Фронтовая дорога! Ведешь ты и ведешь в слякоть, в холод, во мглу, и один твой конец упирается в прошедший бой, а другой конец — в будущий. Между этими двумя боями — марш. Почти мирная жизнь, пули не свистят, только топай и топай. Колдобины и воронки. В канаве труп лошади со вздувшимся животом, за канавой — «бенц» перевернутый, колеса вверх. Визгливый скрип бричек, натужное гудение автомашин, чавканье грязи под ногами. Колонна устала, молчалива. Изредка голос балагура: «Не бойсь, дядя шутит» или что-нибудь подобное. Смешок, который тут же гаснет, — и снова безголосо, молчаливо.
Как и все, Наймушин подоткнул полы шинели за пояс, поднял воротник. Но все тащили на горбах вещмешки, а он, уступив сострадательному усачу ездовому, отдал свой мешок на повозку и этим отличался от остальных. С мешком он бы намаялся: руку с нарывом не поднять, нога ноет, плетешься кое-как.
Снежный заряд, стерев горизонт, окутал дорогу и окрестности мраком, задышал морозно, посыпал подмороженным, колющим снегом. И словно из чрева этого заряда вышла полуторка — включенные фары, в кузове деревянные ящики, сейф, мешки, на которых окоченевшие фигуры. Машина обогнала строй, и Наймушин среди людей, подпиравших спинами кабину, сквозь снегопад узнал: Рита? Строевое отделение переезжает? Она, Рита. Словно рядом, к глазам глаза — зеленые, с прожелтью, с поволокой, и подкрашенные тушью ресницы (от снега она не растечется?), и яркий, сердечком рот (губная помада залезла за очертания губ, чтоб они выглядели толще, чувственней). А подчеркнутой поясом груди не видно — Рита в телогрейке, основательно потрепанной, зато в фетровых, с кожаными кружочками бурках, шик — не бурки. Узнала ли она его? Она посмотрела как бы сквозь него, и ничто не изменилось ни в ее лице, ни в позе. Не узнала или притворилась, что не узнала? Какое это имеет значение? Никакого. Ни для нее, ни для него.

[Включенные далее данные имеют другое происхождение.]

PR #19139, opened 2025-07-17
Fix Application Title Being Stuck After Swapping "showTerminalTitleInTitlebar" From False to True

### LINKED ISSUE #12871: Application title stuck on "Settings" after Use active terminal title as application title is disabled
### Windows Terminal version

1.11.3471.0

### Windows build number

10.0.19044.1586

### Other Software

_No response_

### Steps to reproduce

Enable "Use active terminal title as application title"
Disable "Use active terminal title as application title"

image

### Expected Behavior

Title should revert to "Windows Terminal"

### Actual Behavior

Title remains "Settings"

Techypanda:

This PR makes is so that if you are in showTabsInTitlebar = false and showTerminalTitleInTitlebar = true, then you swap showTerminalTitleInTitlebar = false. The Window title will reset back to "Terminal", this leads to a better UX of seeing Terminal instead of whatever page you were last on (in issue its Settings but really it could be anything).

https://github.com/microsoft/terminal/issues/12871

Introduced a check on apphost when settings update, if it needs to reset title it will

## Validation Steps Performed

- Tested with set to false
- Tested with set to true
- Tested with multiple windows

## PR Checklist
- [x] Closes #12871
- [ ] Tests added/passed -> Not sure if needed, happy to add
- [N/A] Documentation updated
- [N/A] Schema updated (if necessary)

### DIFF
--- a/src/cascadia/WindowsTerminal/AppHost.cpp
+++ b/src/cascadia/WindowsTerminal/AppHost.cpp
@@ -295,7 +295,7 @@ void AppHost::Initialize()
             _window->ShowWindowChanged(show);
         });
 
-    _window->UpdateTitle(_windowLogic.Title());
+    _SetDefaultWindowTitle();
 
     // Set up the content of the application. If the app has a custom titlebar,
     // set that content as well.
@@ -388,6 +388,11 @@ void AppHost::_revokeWindowCallbacks()
     _window->DragRegionClicked(_windowCallbacks.DragRegionClicked);
     _window->WindowVisibilityChanged(_windowCallbacks.WindowVisibilityChanged);
     _window->MaximizeChanged(_windowCallbacks.MaximizeChanged);
+}
+
+void AppHost::_SetDefaultWindowTitle()
+{
+    _window->UpdateTitle(_windowLogic.Title());
 }
 
 // Method Description:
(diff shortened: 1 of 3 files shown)


src/cascadia/TerminalApp/TerminalPage.cpp
```diff
@@ -58,6 +58,8 @@ namespace winrt
 
 namespace winrt::TerminalApp::implementation
 {
+    bool TerminalPage::_hasShownTerminalTitleInTitlebar{ false };
```
DHowett: ah - having a global for this may make it work poorly when there are multiple windows open. All windows are served by the same instance of WindowsTerminal.exe 🙂

Techypanda: good point, didn't consider this; Let me restructure, maybe i can put this in terminal window somehow

Confirmed that if you open 2+ instances of windows terminal and try the above approach, only one window will consume the variable and fix its title. Need to find a way to broadcast to all windows to fix, will dig into this

Techypanda: Hi, I have come up with a more concise/cleaner approach but its potentially slower, however, it does work with 4+ windows, could you provide guidance if this approach is against best practice (I had to introduce a getTitle to the basewindow.h) @DHowett

DHowett:
Thanks so much for this! You got me wondering about how title events propagate through our application, and I came up with an alternate fix in #19212.

It turns out we had all the tools to solve this, but due to organic growth the window title came from like 8 different places. Over in 19212, it all flows from one place: the `TerminalPage::Title` property.

I have you marked as a co-author over there too. :)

К концу дня, на малом привале, Наймушин встретился с Наташей. «Женский день», — подумал он, но спазма перехватила горло, не продохнуть — такого у него не было. Такое горе, как будто видит ее в последний раз, как будто она должна скоро умереть. А может, он умрет скоро? Это другой разговор, по этому поводу можно и не переживать.